**INFORMATION PROVIDED:**
Start of Block

PR #3250, opened 2025-04-20
feat(cookies): stricter cookies policy

jonathan-shemer:
## Summary by CodeRabbit

- **New Features**
  - Added new environment configuration options for session cookie security, allowing customization of HTTP-only, SameSite, secure cookie, and proxy trust settings.
- **Enhancements**
  - Session cookies now use configurable security options from environment variables, improving flexibility and alignment with deployment requirements.
- **Other**
  - Updated environment example file with new session security variables and explanatory comments.
  - User session data now excludes personal details, retaining only the user ID for improved privacy.


services/workflows-service/src/env.ts
```diff
@@ -23,6 +23,25 @@ export const serverEnvSchema = {
...
+    .default(true),
+  SESSION_SECURE_COOKIE: z
+    .union([z.literal('true'), z.literal('false'), z.boolean()])
+    .transform((val: unknown) => val === 'true')
+    .default(true),
+  SESSION_SECURE_PROXY: z
+    .union([z.literal('true'), z.literal('false'), z.boolean()])
+    .transform(val => {
+      return val === 'true';
+    })
```
tomer-shvadron:
```suggestion
    .transform((val: unknown) => val === 'true')
```

services/workflows-service/src/env.ts
```diff
@@ -23,6 +23,25 @@ export const serverEnvSchema = {
...
   DB_URL: z.string().url(),
   SESSION_SECRET: z.string(),
+  SESSION_SAME_SITE: z
+    .union([z.literal('strict'), z.literal('lax'), z.literal('none')])
+    .default('strict'),
+  SESSION_HTTP_ONLY: z
+    .union([z.literal('true'), z.literal('false'), z.boolean()])
+    .transform(val => {
+      return val === 'true';
+    })
```
tomer-shvadron:
```suggestion
    .transform((val: unknown) => val === 'true')
```

tomer-shvadron (approved):

services/workflows-service/.env.example
```diff
@@ -38,3 +38,11 @@ HASHING_KEY_SECRET_BASE64=JDJiJDEwJFRYNjhmQi5JMlRCWHN0aGowakFHSi4=
 SECRETS_MANAGER_PROVIDER=in-memory
 SYNC_UNIFIED_API=false
 MAGIC_LINK_AUTH_JWT_SECRET=a-string-secret-at-least-256-bits-long
+# Security settings - Set to true in production to prevent XSS/CSRF attacks
+SESSION_HTTP_ONLY=true
```
alonp99: I am not sure this configuration will work locally, maybe we should have something like `env.local.example`

jonathan-shemer: i'll update the example to work locally, i'm not sure we need a separate example for local.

End of Block

**EXERCISE:** Exactly as written above, please repeat the entries.

**ANSWER SECTION:**
PR #3250, opened 2025-04-20
feat(cookies): stricter cookies policy

jonathan-shemer:
## Summary by CodeRabbit

- **New Features**
  - Added new environment configuration options for session cookie security, allowing customization of HTTP-only, SameSite, secure cookie, and proxy trust settings.
- **Enhancements**
  - Session cookies now use configurable security options from environment variables, improving flexibility and alignment with deployment requirements.
- **Other**
  - Updated environment example file with new session security variables and explanatory comments.
  - User session data now excludes personal details, retaining only the user ID for improved privacy.


services/workflows-service/src/env.ts
```diff
@@ -23,6 +23,25 @@ export const serverEnvSchema = {
...
+    .default(true),
+  SESSION_SECURE_COOKIE: z
+    .union([z.literal('true'), z.literal('false'), z.boolean()])
+    .transform((val: unknown) => val === 'true')
+    .default(true),
+  SESSION_SECURE_PROXY: z
+    .union([z.literal('true'), z.literal('false'), z.boolean()])
+    .transform(val => {
+      return val === 'true';
+    })
```
tomer-shvadron:
```suggestion
    .transform((val: unknown) => val === 'true')
```

services/workflows-service/src/env.ts
```diff
@@ -23,6 +23,25 @@ export const serverEnvSchema = {
...
   DB_URL: z.string().url(),
   SESSION_SECRET: z.string(),
+  SESSION_SAME_SITE: z
+    .union([z.literal('strict'), z.literal('lax'), z.literal('none')])
+    .default('strict'),
+  SESSION_HTTP_ONLY: z
+    .union([z.literal('true'), z.literal('false'), z.boolean()])
+    .transform(val => {
+      return val === 'true';
+    })
```
tomer-shvadron:
```suggestion
    .transform((val: unknown) => val === 'true')
```

tomer-shvadron (approved):

services/workflows-service/.env.example
```diff
@@ -38,3 +38,11 @@ HASHING_KEY_SECRET_BASE64=JDJiJDEwJFRYNjhmQi5JMlRCWHN0aGowakFHSi4=
 SECRETS_MANAGER_PROVIDER=in-memory
 SYNC_UNIFIED_API=false
 MAGIC_LINK_AUTH_JWT_SECRET=a-string-secret-at-least-256-bits-long
+# Security settings - Set to true in production to prevent XSS/CSRF attacks
+SESSION_HTTP_ONLY=true
```
alonp99: I am not sure this configuration will work locally, maybe we should have something like `env.local.example`

jonathan-shemer: i'll update the example to work locally, i'm not sure we need a separate example for local.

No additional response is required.